WHAT NEEDS TO BE DONE – Write out exactly the lines that run from the one containing "404 (route absent)." to the end of the entries below, with both end lines included.
•••
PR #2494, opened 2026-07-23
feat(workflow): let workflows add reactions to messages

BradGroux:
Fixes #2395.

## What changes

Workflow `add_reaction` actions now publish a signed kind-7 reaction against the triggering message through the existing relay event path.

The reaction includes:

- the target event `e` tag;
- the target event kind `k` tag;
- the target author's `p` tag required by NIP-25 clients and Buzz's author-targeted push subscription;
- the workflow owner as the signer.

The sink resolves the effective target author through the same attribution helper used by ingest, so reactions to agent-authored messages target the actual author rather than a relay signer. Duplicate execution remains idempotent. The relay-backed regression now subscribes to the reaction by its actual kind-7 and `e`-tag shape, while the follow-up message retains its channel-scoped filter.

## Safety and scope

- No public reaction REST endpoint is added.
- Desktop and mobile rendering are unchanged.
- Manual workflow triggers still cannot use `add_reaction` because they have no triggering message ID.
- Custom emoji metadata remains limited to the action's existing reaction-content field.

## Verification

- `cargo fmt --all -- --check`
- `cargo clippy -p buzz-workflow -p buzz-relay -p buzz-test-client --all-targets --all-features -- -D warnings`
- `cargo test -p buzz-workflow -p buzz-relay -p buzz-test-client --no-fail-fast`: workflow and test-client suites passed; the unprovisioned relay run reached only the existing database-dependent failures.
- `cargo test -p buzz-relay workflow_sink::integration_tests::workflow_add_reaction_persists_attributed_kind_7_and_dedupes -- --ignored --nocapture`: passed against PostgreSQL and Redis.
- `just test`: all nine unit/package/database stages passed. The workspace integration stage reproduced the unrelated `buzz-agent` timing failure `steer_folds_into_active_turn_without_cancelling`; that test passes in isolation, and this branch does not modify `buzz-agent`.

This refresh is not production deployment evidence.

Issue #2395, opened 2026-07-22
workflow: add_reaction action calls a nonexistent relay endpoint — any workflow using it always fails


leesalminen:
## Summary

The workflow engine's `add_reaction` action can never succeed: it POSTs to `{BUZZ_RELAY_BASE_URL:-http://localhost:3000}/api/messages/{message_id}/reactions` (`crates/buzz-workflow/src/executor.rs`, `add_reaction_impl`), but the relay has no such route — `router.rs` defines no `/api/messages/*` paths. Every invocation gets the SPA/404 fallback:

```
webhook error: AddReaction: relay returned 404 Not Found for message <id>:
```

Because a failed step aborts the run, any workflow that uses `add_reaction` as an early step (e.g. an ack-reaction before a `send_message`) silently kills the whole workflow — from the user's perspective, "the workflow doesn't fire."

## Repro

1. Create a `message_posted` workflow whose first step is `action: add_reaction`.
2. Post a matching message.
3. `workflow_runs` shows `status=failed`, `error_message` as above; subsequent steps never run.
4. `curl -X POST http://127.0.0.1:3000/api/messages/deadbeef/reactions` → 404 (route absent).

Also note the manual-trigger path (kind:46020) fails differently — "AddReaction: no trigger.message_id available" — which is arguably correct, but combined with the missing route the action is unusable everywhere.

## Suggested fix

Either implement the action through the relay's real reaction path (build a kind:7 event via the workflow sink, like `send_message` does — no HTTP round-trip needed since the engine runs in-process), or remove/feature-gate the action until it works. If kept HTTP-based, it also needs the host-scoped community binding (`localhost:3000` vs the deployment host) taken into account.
•••
EXERCISE RESULT –
4. `curl -X POST http://127.0.0.1:3000/api/messages/deadbeef/reactions` → 404 (route absent).

Also note the manual-trigger path (kind:46020) fails differently — "AddReaction: no trigger.message_id available" — which is arguably correct, but combined with the missing route the action is unusable everywhere.

## Suggested fix

Either implement the action through the relay's real reaction path (build a kind:7 event via the workflow sink, like `send_message` does — no HTTP round-trip needed since the engine runs in-process), or remove/feature-gate the action until it works. If kept HTTP-based, it also needs the host-scoped community binding (`localhost:3000` vs the deployment host) taken into account.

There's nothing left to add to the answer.